Atousa Golshadnejad

Personal information
- Born: June 22, 2003 (age 23) Kermanshah

Sport
- Country: Iran
- Sport: Karate
- Event: Kumite
- Coached by: Pegah Zangeneh

Medal record
Women's karate
Representing Iran
World Championships
| Gold medal – first place | 2025 Cairo | 61 kg |
Asian Championships
| Gold medal – first place | 2023 Malacca | 61 kg |
| Gold medal – first place | 2025 Tashkent | 61 kg |
| Silver medal – second place | 2023 Malacca | Team |
| Bronze medal – third place | 2024 Hangzhou | 61 kg |
| Bronze medal – third place | 2025 Tashkent | Team |
Islamic Solidarity Games
| Gold medal – first place | 2025 Riyadh | 61 kg |

= Atousa Golshadnejad =

Iranian karateka (born 2003)

Atousa Golshadnejad (born June 22, 2003) is an Iranian karate practitioner born in Kermanshah, Iran. Golshadenjad is a member of the Iranian national team in the age group of under 21 and adults. She won the gold medal in the 2021 Asian Championship in Almaty under the age of 21 and the 2023 Asian Championship in Malacca.

== Early life ==
Golshadnejad started karate in 2010 under the supervision of her trainer, Frank Nazari, at the Arad club in Kermanshah. Currently, she is the national champion of the women's karate team of the Islamic Republic of Iran, weighing under 61 kg.

== Career ==

=== 2021 Asian Championship ===
Atousa Golshadnejad appeared in her first international experience in the under-21-61kg category at the 2021 Asian Championships in Almaty, Kazakhstan. In the first round, she defeated Limon Miso from the Philippines with a score of 1:0. In the second round, she defeated Hei Wood Chou from Hong Kong with a score of 4:0 and went to the finals. In the final match, Golshadenjad defeated Asal Kenny from Kazakhstan with a result of 4:3 and won the gold medal of this competition.

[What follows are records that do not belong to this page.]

PR #99, opened 2018-06-04
Adding ability to have the executor not create a namespace.

shawn-hurley:
* Adding Executor configuration struct.
* Changing the signature of new executor

### DIFF
--- a/bundle/bind.go
+++ b/bundle/bind.go
@@ -44,8 +44,12 @@ func (e *executor) Bind(
 
 	go func() {
 		e.actionStarted()
-		// Create namespace name that will be used to generate a name.
-		ns := fmt.Sprintf("%s-%.4s-", instance.Spec.FQName, bindAction)
+		ns := instance.Context.Namespace
+		// Determine if we should be using the context namespace from the executor config.
+		if !e.doNotCreateNS {
+			// Create namespace name that will be used to generate a name.
+			ns = fmt.Sprintf("%s-%.4s-", instance.Spec.FQName, bindAction)
+		}
 		// Create the podname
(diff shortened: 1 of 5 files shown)


mhrivnak (approved):
I hadn't noticed how we have nearly the same 80 lines of code repeated in 4 places. That's way beyond the scope of this PR, but would be interesting to chat about another time.

dymurray (approved):

bundle/bind.go
```diff
@@ -44,8 +44,12 @@ func (e *executor) Bind(
 
 	go func() {
 		e.actionStarted()
-		// Create namespace name that will be used to generate a name.
-		ns := fmt.Sprintf("%s-%.4s-", instance.Spec.FQName, bindAction)
+		ns := instance.Context.Namespace
+		// Determine if we should be using the context namespace from the executor config.
+		if !e.doNotCreateNS {
```
eriknelson: This is confusing phrasing with the double negative. I would do:

```
if e.doNotCreateNS {
ns := instance.Context.Namespace
else {
ns := createdNamespace
}
```

Less mental gymnastics and more direct.

eriknelson (changes requested):
Comment applies to all the conditional ns set statements, otherwise looks good.

bundle/bind.go
jmrodri: I prefer either: `createNS` OR `skipCreateNS`. Using skip allows you to use the Golang default of False for bools and to me it's easier to read then `doNot`

jmrodri (changes requested):
fix the double negative, otherwise +1

jmrodri (approved):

=== 2022 World Championship ===
Atousa Golshadnejad, representative of the 61-kg weight category under the age of 21 at the 2022 World Championship in Konya, Turkey, after taking a break in the first round, beat Lee Bouchard of Switzerland 8-0 and went to the next stage. In the third round, she won 7-2 against Shafaq Qoutabi from Italy and went to the next round. She defeated Sait Karari from Japan 3-1 in the fourth round. Gulshadanejad lost 4-3 to Gülbahar Gözütok in the semi-final and got another chance for the bronze medal. In the first round, she lost 3-0 to Hilary Jennifer Zamto from France and withdrew from the competition.

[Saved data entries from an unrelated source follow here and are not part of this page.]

PR #124, opened 2015-07-21
total_count should be uint32

dclausen:
in my experience, some stripe accounts have more than 65535 charges.


kyleconroy:
Agreed! Thanks for the PR

PR #127, opened 2015-08-10
TOSAcceptance are not updated when account is updated

lisardo:
Account is correctly updated when I set AccountParams.
However, TOSAcceptance is not updated no matter what is set.

It happens because TOSAcceptance.AppendDetails is not called in the account update.


kyleconroy:
@lisardo thanks for the PR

=== 2023 Asian Championship ===
In the first round, Golshadnejad beat Mona Al-Diri from Jordan with a score of 2-0, and in the second round, she managed to defeat Asel Kanaya from Kazakhstan with a score of 1-0. The platform of the 2023 Asian Championship 61- Iran women's weight representative in her third match against Gong Li from China, while the result of this competition was 0-0, she won with the judges' vote and Golshadnejad's Hanti and went to the finals of this competition, and in the final competition with the result of 3 Bar Safar defeated the Emirati opponent and became the owner of the 1st gold medal of the Asian Karate Championship.